They also needed to improve on the wing. Rip Hamilton showed some things when he finally got back on the court, but just hasn't shown he can stay healthy.

III. The Draft: The Bulls took Kentucky point guard Marquis Teague in a huge steal for them, getting a fast and talented point guard to eventually provide the stability at backup point they need behind Rose.

Teague is exceptionally athletic and has all the tools you look for. He needs to slow down and understand how to control the game and his turnovers, but those are all things that you expect from a young point guard. Sky's the limit with Teague.

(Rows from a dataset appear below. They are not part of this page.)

PR #12, opened 2016-11-10
ConfigurationFactory

scottbommarito:
Created `IConfigurationFactory` and its implementation, `ConfigurationFactory`, as the major source for configuration in our projects. It's purpose is to inflate a class with configuration based on a `IConfigurationProvider` that is provided to it.

Using `IConfigurationFactory`, configuration can now be constructed at a single point and thereafter passed around statically. The user of the class has control over when configuration is generated, thus allowing any flow (for example, a single request) to maintain a single configuration throughout. Additionally, all configuration can be accessed statically, so there is no longer any issues with contexts that cannot be asynchronous.

Also, removed the synchronous methods from `IConfigurationProvider` since they were only used for returning cached values. All accesses to actual secret values must be asynchronous. `SecretConfigurationProvider` was removed as well because its uses can be entirely replaced by `ConfigurationFactory`.


src/NuGet.Services.Configuration/Configuration.cs
```diff
@@ -0,0 +1,17 @@
+﻿using System;
+
+namespace NuGet.Services.Configuration
+{
+    /// <summary>
+    /// Base class to extend when using an <see cref="IConfigurationFactory"/>.
+    /// </summary>
+    public class Configuration
```
skofman1: >Configuration [](start = 17, length = 13)

should be an abstract class

src/NuGet.Services.Configuration/IConfigurationProvider.cs
```diff
@@ -8,51 +8,29 @@
 namespace NuGet.Services.Configuration
 {
     /// <summary>
-    /// Asynchronously provides configuration or command line arguments.
+    /// Asynchronously provides configuration.
+    /// Used when all possible configuration cannot be cached, for example RoleEnvironment.
     /// </summary>
     public interface IConfigurationProvider
```
skofman1: >IConfigurationProvider [](start = 21, length = 22)

I would recommend doing a much simpler interface: one method:

bool TryGet(string key, out string value)

skofman1: >interface [](start = 11, length = 9)

I would recommend doing a much simpler interface: one method:

bool TryGet(string key, out string value)

Since IConfigurationProvider is a wrapper around a RoleEnvironment/json file/environment variable, this is all you need.

src/NuGet.Services.Configuration/ConfigurationFactory.cs
```diff
@@ -0,0 +1,84 @@
...
+namespace NuGet.Services.Configuration
+{
+    /// <summary>
+    /// <see cref="IConfigurationFactory"/> implementation that uses an <see cref="IConfigurationProvider"/> to inject configuration.
+    /// </summary>
+    public class ConfigurationFactory : IConfigurationFactory
+    {
+        private readonly IConfigurationProvider _configProvider;
+
+        public ConfigurationFactory(IConfigurationProvider configProvider)
```
skofman1: >configProvider [](start = 59, length = 14)

check for null

skofman1:
> using System;

file headers everywhere

---
Refers to: src/NuGet.Services.Configuration/ConfigurationFactory.cs:1 in 9be2b0f. [](commit_id = 9be2b0f1403a719a971380ef58b351f4d773e8cc, deletion_comment = False)

src/NuGet.Services.Configuration/IConfigurationProvider.cs
scottbommarito: `IConfigurationProvider` is a wrapper around a RoleEnvironment/json file/environment variable that prepares the configuration for consumption, which includes asynchronously injecting secrets. Therefore the accessors must be async. `TryGet` does not work with async, since `out` parameters are not possible.

src/NuGet.Services.Configuration/ConfigurationFactory.cs
```diff
@@ -0,0 +1,84 @@
...
+            }
+            else
+            {
+                var defaultValueAttribute = property.Attributes.OfType<DefaultValueAttribute>().FirstOrDefault();
+                if (defaultValueAttribute != null)
+                {
+                    try
+                    {
+                        // Use the default value specified by the DefaultValueAttribute if it can be converted into the type of the property.
+                        var defaultValue = (TP) (defaultValueAttribute.Value.GetType() == property.PropertyType ? defaultValueAttribute.Value : property.Converter.ConvertFrom(defaultValueAttribute.Value));
```
skofman1: >ty.Pr [](start = 96, length = 5)

break line

src/NuGet.Services.Configuration/ConfigurationFactory.cs
```diff
@@ -0,0 +1,84 @@
...
+            if (property.Attributes.OfType<RequiredAttribute>().Any())
+            {
+                // If the property is required, use GetOrThrowAsync to access configuration.
+                // It will throw if the configuration is not found or invalid.
+                value = await _configProvider.GetOrThrowAsync<TP>(settingName);
+            }
+            else
+            {
+                var defaultValueAttribute = property.Attributes.OfType<DefaultValueAttribute>().FirstOrDefault();
+                if (defaultValueAttribute != null)
```
scottbommarito: It grabs the default value and then passes it into the `IConfigurationProvider`. The `IConfigurationProvider` returns the default if it cannot find the value in configuration.

`value = await _configProvider.GetOrDefaultAsync(settingName, defaultValue);`

src/NuGet.Services.Configuration/ConfigurationFactory.cs
```diff
@@ -0,0 +1,109 @@
...
+
+                configKey = configNameProperty.Key;
+            }
+
+            // Add the prefix specified by the ConfigurationKeyAttribute to the configuration key if it exists.
+            var configNamePrefixProperty =
+                property.Attributes.OfType<ConfigurationKeyPrefixAttribute>().FirstOrDefault();
+            if (configNamePrefixProperty != null)
+            {
+                configKey = configNamePrefixProperty.Prefix + configKey;
```
dtivel: Shouldn't you check for null/empty here like [above](https://github.com/NuGet/ServerCommon/pull/12/files#diff-1f2ec043823e5381e70758cea0bfdbe0R55)?

src/NuGet.Services.Configuration/ConfigurationKeyAttribute.cs
```diff
@@ -0,0 +1,24 @@
...
+{
+    /// <summary>
+    /// Used to specify a configuration key in a <see cref="Configuration"/> subclass while using a <see cref="ConfigurationFactory"/>.
+    /// </summary>
+    [AttributeUsage(AttributeTargets.Property)]
+    public class ConfigurationKeyAttribute : Attribute
+    {
+        public ConfigurationKeyAttribute(string key)
+        {
+            Key = key;
```
dtivel: Throw if `key` is null or empty.

src/NuGet.Services.Configuration/ConfigurationKeyPrefixAttribute.cs
```diff
@@ -0,0 +1,24 @@
...
+
+namespace NuGet.Services.Configuration
+{
+    /// <summary>
+    /// Used to specify a prefix to add to the configuration key in a <see cref="Configuration"/> subclass while using a <see cref="ConfigurationFactory"/>.
+    /// </summary>
+    [AttributeUsage(AttributeTargets.Property)]
+    public class ConfigurationKeyPrefixAttribute : Attribute
+    {
+        public ConfigurationKeyPrefixAttribute(string prefix)
```
dtivel: Throw if `prefix` is null or empty.

src/NuGet.Services.Configuration/ConfigurationFactory.cs
```diff
@@ -0,0 +1,109 @@
...
+                if (string.IsNullOrEmpty(configNameProperty.Key))
+                {
+                    throw new ArgumentNullException(nameof(configNameProperty.Key),
+                        $"Configuration key specified by {nameof(ConfigurationKeyAttribute)} is null or empty!");
+                }
+
+                configKey = configNameProperty.Key;
+            }
+
+            // Add the prefix specified by the ConfigurationKeyAttribute to the configuration key if it exists.
```
dtivel: `ConfigurationKeyPrefixAttribute`

tests/NuGet.Services.Configuration.Tests/ConfigurationProviderFacts.cs
```diff
@@ -0,0 +1,184 @@
+﻿// Copyright (c) .NET Foundation. All rights reserved.
```
scottbommarito: This code is identical to what used to be in `SecretConfigurationProviderFacts` but using a `TestConfigurationProvider` instead of the now defunct `SecretConfigurationProvider`.

src/NuGet.Services.Configuration/Configuration.cs
```diff
@@ -0,0 +1,17 @@
...
+    {
+        public Configuration()
+        {
+            CreatedTime = DateTime.UtcNow;
+        }
+
+        public DateTime CreatedTime { get; }
```
dtivel: Use `DateTimeOffset`.

src/NuGet.Services.Configuration/Configuration.cs
```diff
@@ -0,0 +1,17 @@
...
+namespace NuGet.Services.Configuration
+{
+    /// <summary>
+    /// Base class to extend when using an <see cref="IConfigurationFactory"/>.
+    /// </summary>
+    public class Configuration
+    {
+        public Configuration()
+        {
+            CreatedTime = DateTime.UtcNow;
```
dtivel: Use `DateTimeOffset.UtcNow`.

src/NuGet.Services.Configuration/Configuration.cs
```diff
@@ -0,0 +1,17 @@
+﻿using System;
```
dtivel: Add copyright header to all files.

src/NuGet.Services.Configuration/ConfigurationFactory.cs
```diff
@@ -0,0 +1,109 @@
...
+
+        /// <summary>
+        /// Injects a property of <param name="instance">instance</param> specified by <param name="property">a <see cref="PropertyDescriptor"/></param> with configuration.
+        /// </summary>
+        /// <typeparam name="T">Type of <param name="instance">the instance</param>.</typeparam>
+        /// <typeparam name="TP">Type of <param name="property">the property</param>.</typeparam>
+        /// <param name="instance">Instance to inject configuration into a property of.</param>
+        /// <param name="property"><see cref="PropertyDescriptor"/> that describes the property to inject the configuration into.</param>
+        /// <returns>A task that completes when the property has been injected into.</returns>
+        public async Task InjectPropertyWithConfiguration<T, TP>(T instance, PropertyDescriptor property)
```
dtivel: Throw for `null` arguments.

src/NuGet.Services.Configuration/ConfigurationFactory.cs
```diff
@@ -0,0 +1,109 @@
...
+                        var defaultValue =
+                            (TP)
+                            (defaultValueAttribute.Value.GetType() == property.PropertyType
+                                ? defaultValueAttribute.Value
+                                : property.Converter.ConvertFrom(defaultValueAttribute.Value));
+                        value = await _configProvider.GetOrDefaultAsync(configKey, defaultValue);
+                    }
+                    catch (Exception)
+                    {
+                        throw new ArgumentException($"Default value for {configKey} specified by DefaultValueAttribute is malformed ({defaultValueAttribute.Value ?? "null"})!");
```
dtivel: `{nameof(DefaultValueAttribute)}` like [here](https://github.com/NuGet/ServerCommon/pull/12/files#diff-1f2ec043823e5381e70758cea0bfdbe0R58);

src/NuGet.Services.Configuration/ConfigurationProvider.cs
```diff
@@ -0,0 +1,48 @@
...
+        /// Gets a value from a given key.
+        /// </summary>
+        /// <param name="key">The key associated with the desired value.</param>
+        /// <returns>The value associated with the given key.</returns>
+        /// <exception cref="KeyNotFoundException">Thrown when the key is not found in the list of keys.</exception>
+        /// <exception cref="ArgumentNullException">Thrown when the value associated with the given key is null or empty.</exception>
+        protected abstract Task<string> Get(string key);
+
+        public async Task<T> GetOrThrowAsync<T>(string key)
+        {
```
dtivel: Throw for `null` or empty `key`.

src/NuGet.Services.Configuration/ConfigurationProvider.cs
```diff
@@ -0,0 +1,48 @@
...
+            return ConfigurationUtility.ConvertFromString<T>(await Get(key));
+        }
+
+        public async Task<T> GetOrDefaultAsync<T>(string key, T defaultValue = default(T))
```
dtivel: Throw for `null` or empty `key`.

src/NuGet.Services.Configuration/ConfigurationFactory.cs
```diff
@@ -0,0 +1,109 @@
...
+    /// <summary>
+    /// <see cref="IConfigurationFactory"/> implementation that uses an <see cref="IConfigurationProvider"/> to inject configuration.
+    /// </summary>
+    public class ConfigurationFactory : IConfigurationFactory
+    {
+        private readonly IConfigurationProvider _configProvider;
+
+        public ConfigurationFactory(IConfigurationProvider configProvider)
+        {
+            _configProvider = configProvider;
```
ryuyu: Is there any plan to allow multiple configurationProviders to be managed by one factory? Or is the idea that each provider should make its own factory?

scottbommarito: My idea was that if we want to have multiple `IConfigurationProvider`s for one factory, we should create an `AggregateConfigurationProvider` that aggregates a number of `IConfigurationProvider`s and give it to the factory. I haven't found a use for that yet so I didn't write it yet, but it would be fairly easy to do.

ryuyu: So make a new provider that is an aggregation of the providers you need? i guess this makes sense. Sounds fine to me.

tests/NuGet.Services.Configuration.Tests/ConfigurationFactoryFacts.cs
```diff
@@ -0,0 +1,454 @@
...
+            }
+        };
+
+        /// <summary>
+        /// Returns true if the object is convertible to type.
+        /// </summary>
+        /// <param name="value">The object to test.</param>
+        /// <param name="type">Type to test.</param>
+        /// <returns>True if the <param name="value">object</param> is convertible to <param name="type">type</param>, false otherwise.</returns>
+        private static bool IsValueWrongType(object value, Type type)
```
dtivel: Check for valid types instead of invalid types, since the former is a much smaller set than the latter.  The logic will need to be inverted, but I think it'll be simpler and avoid an odd conclusion (`IsValueWrongType(...)` returned `false` so it's a "right" type.).

        private static bool CanConvertTo(object value, Type type)
        {
            if (value == null)
            {
                return !type.IsValueType || Nullable.GetUnderlyingType(type) != null;
            }

            return TypeDescriptor.GetConverter(type).CanConvertFrom(value.GetType());
        }

This will avoid exceptions from failed `ConvertFrom(...)` calls.  If `type` were null, `TypeDescriptor.GetConverter(...)` would throw an `ArgumentNullException`; however, you don't have any such test cases.  Explicitly checking for a `null` `type` would be trivial though.

tests/NuGet.Services.Configuration.Tests/ConfigurationFactoryFacts.cs
```diff
@@ -0,0 +1,454 @@
...
+            {
+                var configTuple = configPair.Value;
+                
+                // True if the expected value is null or if it is an empty string.
+                var expectedValueIsMissing = 
+                    configTuple.ExpectedValue == null ||
+                    (configTuple.ExpectedValue is string && string.IsNullOrEmpty((string) configTuple.ExpectedValue));
+                
+                var expectedIsInvalid = IsValueWrongType(configTuple.ExpectedValue, configTuple.Type);
+                var defaultIsInvalid = IsValueWrongType(configTuple.DefaultValue, configTuple.Type);
```
dtivel: var isExpectedValueValid = IsValueTypeValid(configTuple.ExpectedValue, configTuple.Type);
    var isDefaultValueValid = IsValueTypeValid(configTuple.DefaultValue, configTuple.Type);

tests/NuGet.Services.Configuration.Tests/ConfigurationFactoryFacts.cs
```diff
@@ -0,0 +1,454 @@
...
+        /// Dynamically adds a property to a <see cref="TypeBuilder"/>.
+        /// </summary>
+        /// <param name="typeBuilder">The <see cref="TypeBuilder"/> to add the property to.</param>
+        /// <param name="name">The name of the property.</param>
+        /// <param name="configTuple">Specifies how to construct the property.</param>
+        private static void AddProperty(TypeBuilder typeBuilder, string name, ConfigurationTuple configTuple)
+        {
+            // Create the property attribute.
+            var propertyAttributes = configTuple.DefaultValue != null ? PropertyAttributes.HasDefault : PropertyAttributes.None;
+            var propertyBuilder = typeBuilder.DefineProperty(name, propertyAttributes, configTuple.Type, null);
```
dtivel: `parameterTypes: null`

tests/NuGet.Services.Configuration.Tests/ConfigurationFactoryFacts.cs
```diff
@@ -0,0 +1,454 @@
...
+                        typeof(ConfigurationKeyPrefixAttribute).GetConstructor(new[] { typeof(string) }),
+                        new object[] { configTuple.ConfigKeyPrefix }));
+            }
+
+            // Create the field that the property will get and set.
+            var fieldBuilder = typeBuilder.DefineField($"_{name}", configTuple.Type, FieldAttributes.Private);
+
+            // Create the get method for the property that will return the field.
+            var getMethod = typeBuilder.DefineMethod($"get_{name}",
+                MethodAttributes.Public | MethodAttributes.HideBySig | MethodAttributes.SpecialName, configTuple.Type, null);
```
dtivel: `parameterTypes: null`

tests/NuGet.Services.Configuration.Tests/ConfigurationFactoryFacts.cs
```diff
@@ -0,0 +1,454 @@
...
+                    configTuple.ExpectedValue == null ||
+                    (configTuple.ExpectedValue is string && string.IsNullOrEmpty((string) configTuple.ExpectedValue));
+                
+                var expectedIsInvalid = IsValueWrongType(configTuple.ExpectedValue, configTuple.Type);
+                var defaultIsInvalid = IsValueWrongType(configTuple.DefaultValue, configTuple.Type);
+
+                if ((configTuple.Required && expectedValueIsMissing) || 
+                    expectedIsInvalid || 
+                    defaultIsInvalid ||
+                    configTuple.ConfigKey == string.Empty)
```
dtivel: Add a test for `null` `ConfigKey`.

tests/NuGet.Services.Configuration.Tests/ConfigurationFactoryFacts.cs
```diff
@@ -0,0 +1,454 @@
...
+        /// Used to test that the <see cref="ConfigurationFactory"/> fails correctly when given incorrect types.
+        /// </summary>
+        public class NoConversionFromThisClass
+        {
+        }
+
+        /// <summary>
+        /// Test data for the <see cref="ConfigurationFactory"/> tests.
+        /// </summary>
+        public static IEnumerable<object[]> ConfigurationFactoryTestData => new[]
```
dtivel: Do you only support configuration values of primitive types?  What about nullables?  If yes, add two test cases:

1.  successful nullable conversion
2.  unsuccessful nullable conversion

tests/NuGet.Services.Configuration.Tests/ConfigurationFactoryFacts.cs
```diff
@@ -0,0 +1,454 @@
...
+        {
+            new object[]
+            {
+                // Succeeds
+                // Tests base case
+                new Dictionary<string, ConfigurationTuple>
+                {
+                    {
+                        "stringProperty",
+                        new ConfigurationTuple(typeof(string), false, "i am a string")
```
dtivel: Named parameters would aid readability here and below.

tests/NuGet.Services.Configuration.Tests/ConfigurationProviderFacts.cs
```diff
@@ -0,0 +1,184 @@
...
+            Assert.Equal(secondSecret, value1);
+            Assert.Equal(value1, value2);
+        }
+
+        [Theory]
+        [InlineData(typeof(string))]
+        [InlineData(typeof(int))]
+        [InlineData(typeof(bool))]
+        [InlineData(typeof(DateTime))]
+        public async void HandlesKeyNotFound(Type type)
```
dtivel: Prefer `Throws` instead of `Handles` in this case as it is more specific about the expected behavior.

Also `ThrowsForKeyNotFound` describes the scenario better.

You already do this [here](https://github.com/NuGet/ServerCommon/pull/12/files#diff-0beafe4a015085507da5f16982096ceeR140).

tests/NuGet.Services.Configuration.Tests/ConfigurationProviderFacts.cs
```diff
@@ -0,0 +1,184 @@
...
+            // GetOrDefault with default specified
+            Assert.Equal(memberOfType, await (dynamic)getOrDefaultMethod.Invoke(dummy, notFoundKeyDefaultSpecifiedArgs));
+        }
+
+        [Theory]
+        [InlineData(typeof(string))]
+        [InlineData(typeof(int))]
+        [InlineData(typeof(bool))]
+        [InlineData(typeof(DateTime))]
+        public async void HandlesNullOrEmptyArgument(Type type)
```
dtivel: `ThrowsForNullOrEmptyArgument`

tests/NuGet.Services.Configuration.Tests/ConfigurationProviderFacts.cs
```diff
@@ -0,0 +1,184 @@
...
+            // GetOrDefault with default specified
+            Assert.Equal(memberOfType, await (dynamic)getOrDefaultMethod.Invoke(configProvider, emptyKeyDefaultSpecifiedArgs));
+        }
+        
+        private class NoConversionFromStringToThisClass
+        {
+        }
+
+        [Fact]
+        public async void ThrowsNotFoundException()
```
dtivel: `ThrowsForNonExistentSecretName`

tests/NuGet.Services.Configuration.Tests/ConfigurationFactoryFacts.cs
scottbommarito: I need to add more comments to the `ConfigurationTuple` class.

`ConfigKey` refers to the value of the `ConfigurationKeyAttribute` applied to the object, not the name of the property that is used. If `ConfigKey` is null, no `ConfigurationKeyAttribute` is applied and it uses the name of the property to access configuration, so `ConfigKey` being empty is the fail case. I can add a test for null `ConfigKey` in a separate test case.

tests/NuGet.Services.Configuration.Tests/ConfigurationFactoryFacts.cs
scottbommarito: Any type should work, I haven't done a nullable but I'll add one.

tests/NuGet.Services.Configuration.Tests/ConfigurationProviderFacts.cs
scottbommarito: In retrospect, this test case doesn't even check `NotFound`, it checks `NotSupported`.

`ThrowsForNotSupportedConversion`

tests/NuGet.Services.Configuration.Tests/TestConfigurationProvider.cs
```diff
@@ -0,0 +1,40 @@
...
+            string value;
+
+            if (!_configuration.TryGetValue(key, out value))
+            {
+                throw new KeyNotFoundException();
+            }
+
+            if (string.IsNullOrEmpty(value))
+            {
+                throw new ArgumentNullException();
```
dtivel: Yes, read [this](https://msdn.microsoft.com/en-us/library/system.argumentnullexception(v=vs.110).aspx#Remarks).

src/NuGet.Services.Configuration/ConfigurationFactory.cs
scottbommarito: It's intended to use `configKey` so that one can easily find the the attribute that is malformed. In retrospect, I think all of the `ArgumentException`s need to use `configKey`.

IV. Free Agency: Houston almost immediately signed restricted free agent Omer Asik to a massive $25 million offer sheet with a poison pill included. Word never leaked conclusively about what they would do but there was a lot of talk they wouldn't match, and when the time came, they didn't.

Losing Asik breaks up one of the best defensive bench combos in the league with Asik and Taj Gibson, and leaves a gaping hole at reserve center for Chicago.

To clear cap space, the Bulls jettisoned Kyle Korver to Atlanta in a trade that didn't make a whole lot of sense, Korver wasn't overly expensive and was still doing what he does, nail three pointers consistently with the best of the league.

Watson and Lucas were also shown the door, allowed to leave without a fight in free agency. The Bulls then signed Kirh Hinrich to a deal that wasn't as high as the offer he was on when the Bulls traded him for cap relief, but still probably an overpay considering his age and production. It's assumed that Hinrich will start for Rose and try and manage the offense.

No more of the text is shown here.